Indiana
How Broz v. Cellular Information Systems, Inc. applies in Indiana: state-specific rules, key cases, and bar exam notes for Corporations (Fiduciary Duty/Duty of Loyalty).
Indiana law closely follows the principles established in Broz, emphasizing the duty of loyalty that corporate directors owe to their corporations. The state courts analyze whether there is a conflict of interest and whether a corporate opportunity was improperly appropriated.
In Indiana, corporate directors have a duty to act in the best interests of the corporation, avoiding actions that would represent a personal conflict of interest, as outlined in the Indiana Business Corporation Law (IBCL).
The court held that a corporate officer breached their fiduciary duties by seizing a corporate opportunity for personal gain.

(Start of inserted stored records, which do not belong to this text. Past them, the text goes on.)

PR #70, opened 2022-03-30
Fixes exception when raising error 😜

muriloime:
This fixes exception when raising errors with ruby version > 3 . < 3 untested

### DIFF
--- a/app/controllers/lookbook/previews_controller.rb
+++ b/app/controllers/lookbook/previews_controller.rb
@@ -176,7 +176,7 @@ module Lookbook
           }
         end
       end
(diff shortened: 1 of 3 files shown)


stevegeek:
This sort of fix for Ruby 3 is necessary also at https://github.com/allmarkedup/lookbook/blob/main/app/helpers/lookbook/component_helper.rb#L13 (splat the hash to keyword args)

allmarkedup:
Thanks guys - I need to get some better testing set up to catch things like this with different Ruby versions! Much appreciated (and will fix the component helper in a separate commit).

PR #78, opened 2022-04-08
Fix not scrollable overflowing long params list

mdrbohlav:
Fix for when the list of parameters in the drawer is too long and overflowing and the panel is not scrollable.


allmarkedup:
Thanks @mdrbohlav! Good catch. Merging now 👍

PR #80, opened 2022-04-11
Update README.md

dmorgan-fa:
Wrap the colour example in quotes, otherwise the string is interpreted as a comment and rails fails to start.


allmarkedup:
Good catch! Thanks @dmorgan-fa 👍

PR #97, opened 2022-06-08
Adding tabs to pages

leighhalliday:
Currently our team at Wrapbook uses Lookbook for our ViewComponent library. We have a separate "Style Guide" and also keep usage details/documentation for designers in Figma. Our goal is to move all of this into Lookbook Pages. Because there are different audiences using the Design System:

- Designer
- Frontend Engineer
- Other Engineers
- Mobile Engineers

We wanted to split up content into separate tabs, using Shopify's Polaris as an example, as can be seen on their [Avatar](https://polaris.shopify.com/components/images-and-icons/avatar) page.

This PR provides an opt-in way to add Tabs to Pages, and it is done within separate files (with similar names) that are detected and then added within a Page.

Example with code:
image (6)

Example with embedded preview:
image (7)

File naming uses square brackets to indicate you want it as a tab on an existing page. If the underlying page does not exist, the tab is ignored.

```
test/components/docs/
  ├── 01_avatar.md.erb
  ├── 01_avatar[design].md.erb
  ├── 01_avatar[mobile].md.erb
  ├── 01_avatar[web].md.erb
```

Would love your feedback!


lib/lookbook/utils.rb
```diff
@@ -6,7 +6,7 @@ module Utils
     protected
 
     def generate_id(*args)
-      parts = args.map { |arg| arg.to_s.parameterize.underscore }
+      parts = args.map { |arg| arg.to_s.force_encoding("UTF-8").parameterize.underscore }
```
leighhalliday, line 9: Was getting `ASCII-8BIT` errors when embedding previews in the dummy app, not just on Tabs but on any Page... perhaps this was my own issue, but adding this fixed the issue.

app/views/lookbook/components/_embed.html.erb
```diff
@@ -1,4 +1,4 @@
-<div id="<%= id %>" x-data="embed" class="not-prose embed border border-gray-300 rounded-md overflow-hidden" @page:morphed.window="recaclulateIframeHeight">
+<div id="<%= id %>" x-data="embed" class="not-prose embed border border-gray-300 rounded-md overflow-hidden" @page:morphed.window="recaclulateIframeHeight" @tab-switch.window="recaclulateIframeHeight">
```
leighhalliday, line 1: Embedded previews on hidden tabs need their height recalculated when visible for the first time (otherwise they hide most of the content)... this event is emitted when tabs are changed.

allmarkedup:
Hey @leighhalliday @sakin thank you so much for this! I've been off for a few days so I'm only just getting round to having a look at it. I'm going to dig into it a bit more today/tomorrow but in principle I think it looks great. 

Really appreciate your work on this and I'll let you know once I've been able to have a look in more detail.

allmarkedup:
@leighhalliday okay so regarding this PR, I've taken a look and generally really like it - especially how you've made sure each tab is still it's own `Page` so supports all the YAML metadata etc. I have spotted a couple of minor issues which should be easily fixed:

1) [This line](https://github.com/leighhalliday/lookbook/blob/79ff8b03dc2f330ed4bddb6815664c92e9920e42/lib/lookbook/page.rb#L131) could be changed to:
```ruby
@options[:label] ||= (remove_position_prefix(tab? ? tab : path_name)).titleize
```
To ensure that tabs have the expected label even if not set manually in the YAML frontmatter

and 2) The tabs do not currently support the (I think undocumented?!) `position` option in the YAML which allow pages to be given an index position without having to use the file name prefix. This is probably more useful for tabs though so that they don't always need to be in alphabetical order. It can be easily fixed by changing [these lines](https://github.com/leighhalliday/lookbook/blob/79ff8b03dc2f330ed4bddb6815664c92e9920e42/lib/lookbook/page.rb#L171-L173) to something like:
```ruby
page_dict = sorted_pages.index_by(&:path)
sorted_tabs = tabs.sort_by { |tab| [tab.position, tab.label] }

sorted_tabs.each do |tab|
# etc...
```

Are you happy to make those changes to your PR? Then I'd be happy to merge this.

---

As for future contributions - I definitely think some sort of draft PR or even just an issue outlining the feature you want to add ahead of time would be good, just so I can give you a heads up if anything like that is already planned or in the works.

I'm actually trying to focus most of my time at the moment on getting a [v1.0 release](https://github.com/allmarkedup/lookbook/issues/96) ready which will contain quite a few internal changes, so it makes even more sense at this point I think to have a brainstorm before you write too much code.

For example, I'm shortly going to be including an update to the v1.0 branch that will allow some customisation/addition of the preview page tabs which will most likely make building the accessibility integration you mention (which I love the idea of and has been requested before!) much easier. And this [feature request](https://github.com/allmarkedup/lookbook/issues/75) will also be shipped as part of the v1.0 release which may actually include something like the `embed_code` helper you suggest too.

I will port over this tabs functionality (possibly with a few additions) to the v1.0-beta once this is merged into the current branch.

Thank you so much again for all your work on this and I look forward to collaborating on new features in the future :-)

allmarkedup:
Fantastic, thanks @leighhalliday :-)

leighhalliday:
@allmarkedup I've made the changes (thank you for the suggestions!!) and added tests for them, they're in this commit: https://github.com/allmarkedup/lookbook/pull/97/commits/c97a3cd4eed77ff49b9cc55343648dc6f336d0ed

leighhalliday:
ps - Sorry I did this against main branch... I realize I should have done this against the beta branch! Please let me know if you want any help getting this into the beta branch.

allmarkedup:
@leighhalliday no, main branch is fine - the beta is realistically still a while away from a proper release I think so would be good to get it out and then I can port it over to the v1.0 branch manually as I may make a few changes/additions.

For example, I think if there is the concept of tabs in pages now it would be nice to have a helper to let people create tabs inline within the page, without needing external files (and then the external-file tabs can basically use that helper under the hood). I don't think that is needed for a first release but might be nice addition to the 1.0 beta.

I'm going to do a last check of this now and then hopefully merge it in and get a v0.9.0 release out tonight. Very cool, thank you :-)

allmarkedup:
@leighhalliday this is all working great so I've just released it as part of v0.9.0 🎉 😊

allmarkedup:
@leighhalliday and just a heads up I've now ported over the tabs functionality to the v1.0-beta branch and released a new beta with it in - **v1.0.beta.1**.

If you get a chance to play with it then just let me know if you find any issues. The implementation is a bit different but the way it works should be identical. Thanks again :-)

allmarkedup:
@leighhalliday ok that is great - be aware it probably still has a lot of rough edges though! I've got a lot of tests to catch up on :-)

I've just released a new beta version (`beta.3`) and updated the docs as this now provides the option of adding your own custom inspector/preview tabs. I'd love to hear your feedback if you have a chance to have a play and see if it might help you to add in some of the features that you mentioned before.

And any problems getting up and running on the beta just give me a shout and I'll try to help debug :-)

PR #108, opened 2022-06-30
fix: Escape quotes in params values

baygeldin:
Hi! Thanks for the awesome gem. There was a minor bug that prevented using params with quotes, e.g.:

```ruby
  # @param message text
  def example(message: "Let's go!")
    # render component
  end
```

image


allmarkedup:
Ah great catch - thanks @baygeldin! Really appreciate the PR. All looks good to me so I'll get this merged in now and get a release out with the fix in it shortly. Thanks again :-)

PR #114, opened 2022-07-18
Replaced max-w-3xl with max-w-screen-lg

stevetidy:
I found that the width for docs content was too narrow. I added a different class name to make it wider:

Screen Shot 2022-07-18 at 2 12 42 PM

### DIFF
--- a/app/views/lookbook/pages/show.html.erb
+++ b/app/views/lookbook/pages/show.html.erb
@@ -1,5 +1,5 @@
 <div class="px-4 md:px-10 pt-8 md:pt-10 overflow-auto scroll-smooth w-full max-h-full pb-12" x-ref="scroller">
-  <div class="w-full max-w-3xl mx-auto h-full flex flex-col">
+  <div class="w-full max-w-screen-lg mx-auto h-full flex flex-col">
     <% if @page.header? %>
       <header id="page-header" class="mb-8 prose max-w-none flex-none">
         <h1><%= @page.title %></h1>


allmarkedup:
Thanks for this @stevetidy. I have a bit of a reservation about this as I think it may make line lengths for text content too long for comfortable reading.

It feels like this should maybe be a config setting - or perhaps that elements such as embedded previews (such as in your screenshot) should be allowed to stretch wider than the general prose width.

I'll leave this open for now as I'd like to have a think about it before just pushing the width of the whole area wider. Let me know what you think too if you have time :-)

stevetidy:
> Thanks for this @stevetidy. I have a bit of a reservation about this as I think it may make line lengths for text content too long for comfortable reading.
> 
> It feels like this should maybe be a config setting - or perhaps that elements such as embedded previews (such as in your screenshot) should be allowed to stretch wider than the general prose width.
> 
> I'll leave this open for now as I'd like to have a think about it before just pushing the width of the whole area wider. Let me know what you think too if you have time :-)

Hi @allmarkedup, I didn't personally find any issue with the width of the lines adversely affecting one's ability to read, but I assume that's something that can affect people differently. There's certainly sites with  fluid widths that have no limitation on the width of the reading area. Wikipedia is the most prominent example that comes to mind.

The width of the embed was certainly the biggest issue for our team. There's a few components and code example that render the the `mobile` view rather than the `desktop` view because the embed window is so narrow. It gives the impression to designers that there may be a bug that needs to be fixed.

I guess either allowing the embed code to be much wider or allowing for the ability to configure/customize the width(s) of the docs pages would be the way to go.

Thanks for responding though 😄

allmarkedup:
@stevetidy yeah I also personally don't have too much of a problem with longer lines but I know that a lot of folks prefer to try and keep line lengths between 45 to 80 characters (partly also for accessibility reasons, I believe). So would be good to come up with a middle-ground solution I think.

Totally agree with you on the need for the embed (and other non-prose elements) to be wider though - not being able to preview the 'desktop' views of components embedded in the docs is definitely not ideal!

I'm going to have a look at this now and see if I can come up with a solution that works for all cases.

allmarkedup:
@stevetidy I've changed my mind :-) I've had a look at your change and although the line lengths are a little long I think they are still pretty readable. The embeds definitely need be wider though so I'm going to merge in your PR and try to look at constraining line lengths when I have a little more time.

Thanks for the contribution 👍

fabiensc0ville:
To give a bit more a design accessibility/design context here @allmarkedup , you are right to believe paragraphs written in English have maximum legibility at [around 75 characters](https://baymard.com/blog/line-length-readability). The further you get from those numbers, the slower your reading is going to get.

Of course, several parameters have to be considered, such as the font size, weight, the context of reading, etc. But as a general rule of thumb, a lot of research has been made around this topic and there isn't much controversy about it.

Regarding the implementation in Lookbook, as long as we have the choice to constrain the line-width to our preference, I guess it's ok :)

PR #120, opened 2022-08-05
Use correct cursor for vertical resize

thutterer:
**Before:** ↔️ (same as horizontal resize)
**After:** ↕️


allmarkedup:
@thutterer really sorry for the unbelievably slow response - I've just gotten back from holiday and I'm just catching up with everything now.

PR looks great - good catch! Will merge it in now and included it in the next release. Many thanks :-)

PR #121, opened 2022-08-09
Use prefixed path helper

bradparker:
Sorry, this is similar to the other PR we submitted! We were only
rendering one page so didn't run into this until now 😅

Hopefully this is the right move to keep the 'page_path' helper working
in page content while also supporting disabling the
`config.action_controller.include_all_helpers` Rails configuration
option.

Thanks again, we continue to love using Lookbook. It's been really ace 
linking directly to great looking component previews when talking about
new UIs :)

### DIFF
--- a/app/views/lookbook/pages/show.html.erb
+++ b/app/views/lookbook/pages/show.html.erb
@@ -8,7 +8,7 @@
     <div id="page-banner-<%= @page.id %>" class="flex items-center ml-auto pr-2">
       <% if @previous_page %>
         <a ref="header-previous-page"
-          href="<%= page_path @previous_page.lookup_path %>"
+          href="<%= lookbook_page_path @previous_page.lookup_path %>"
           x-tooltip.theme.lookbook="`Previous page`"
           class="flex-none p-1">
           <%= icon "chevron-left", size: 4, class: "hover:text-indigo-800" %>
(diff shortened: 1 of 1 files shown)


allmarkedup:
Hey @bradparker I'm so sorry for taking so long to reply! I've been away on holiday and expected to have WIFI but it turns out not to have been the case 🙄

I very much appreciate the PR but I've taken a look at this and the issue is actually that I've missed manually including the page helper module into the controller that renders the page views (as opposed to the controller that renders the page content itself, where it _is_ correctly included).

So I'm going to close this PR, fix the upstream issue and get it out in the next release.

Thanks for bringing it to my attention and apologies again for being so slow to get back to you.

bradparker:
No worries! Holidays are made better by a lack of WiFi, I think. 

> I very much appreciate the PR but I've taken a look at this and the issue is actually that I've missed manually including the page helper module into the controller that renders the page views (as opposed to the controller that renders the page content itself, where it is correctly included).

No worries. Much better idea to have the helper included in both controllers 👍

Don't worry about speed in getting back, it's all good from our end. We just amend our fork with what we need, point our bundle at that rev and submit a PR. Always nice to be back on the main repo but never urgent.

Thanks again :)

allmarkedup:
Ok great, in case you haven't updated the latest release should be all fixed for you.

Anything else just let me know! :-)

PR #126, opened 2022-08-31
Disable CSP in development environment

thutterer:
Rails applications that use the their Content Security Policy also in the development environment are likely to block and break Lookbook. When that happens, all the user sees is a blank white page, and some errors in the browser console :eyes: 

This change disables any CSP in the Lookbook controllers, but only in development. Production environments are not impacted.

### DIFF
--- a/app/controllers/lookbook/application_controller.rb
+++ b/app/controllers/lookbook/application_controller.rb
@@ -1,5 +1,6 @@
 module Lookbook
   class ApplicationController < ActionController::Base
+    content_security_policy false, if: -> { Rails.env.development? }
     protect_from_forgery with: :exception
 
     helper Lookbook::ApplicationHelper


pmackay:
Could it be possible for this to be configurable?

The hardest part of integrating Lookbook was getting around CSP, which I've just worked through. I disabled it for all Lookbook controllers for all environments, because CSP is not a concern for lookbook pages. Appreciate that may not be the case for others using CSP, hence the question :)

thutterer:
I thought for this PR it's best to not get into the topic of "lookbook in production" but keep it small and focused. This PR essentially just makes explicit what was always sort of the assumption, please correct me if I'm wrong, @allmarkedup.

All it does is making sure that, in development mode, no CSP gets in the way.

Solving CSP for production, in a configurable manner, is something for a later day, I guess :)

allmarkedup:
Thanks for this @thutterer! I have to admit I know very little about CSPs so it's really good to get some contributions in this area.

Some sort of configuration option(s) could certainly be good in the future but I agree that explicitly disabling CSP here is a good first step. @pmackay what would have been useful to you to help with your integration? Just a straight `true`/`false` option for disabling CSP in all of Lookbook's controllers? Or something a bit more fine-grained?

I think I'll merge this now as it is but I'd love to learn a bit more about people's CSP requirements and how best to support them where possible.

PR #136, opened 2022-09-06
fix: Conditionally call `content_security_policy`

DRBragg:
The `content_security_policy` method isn't available in Rails <= 5.1 so using lookbook >= 0.9.7 fails on older version of Rails. This PR checks that `content_security_policy` is available before trying to call it. This _should_ ensure compatibility with older versions of Rails 🤞 I'll open another PR or an issue if I find anything else.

This case affirmed that corporate directors cannot make decisions that primarily benefit their personal interests over the corporation's welfare.
The court ruled that the intentional diversion of a business opportunity constituted a breach of fiduciary duty under Indiana law.
Indiana's interpretation of fiduciary duty in corporations aligns closely with the standards articulated in federal cases, particularly regarding the duty of loyalty. However, Indiana has specific statutory provisions that provide additional clarity and guidance on corporate governance compared to the more general federal principles.
Understanding the duty of loyalty and its applicability in state law, including the impact of Broz v. Cellular Information Systems, is crucial for the Indiana bar exam, particularly under the Corporations section.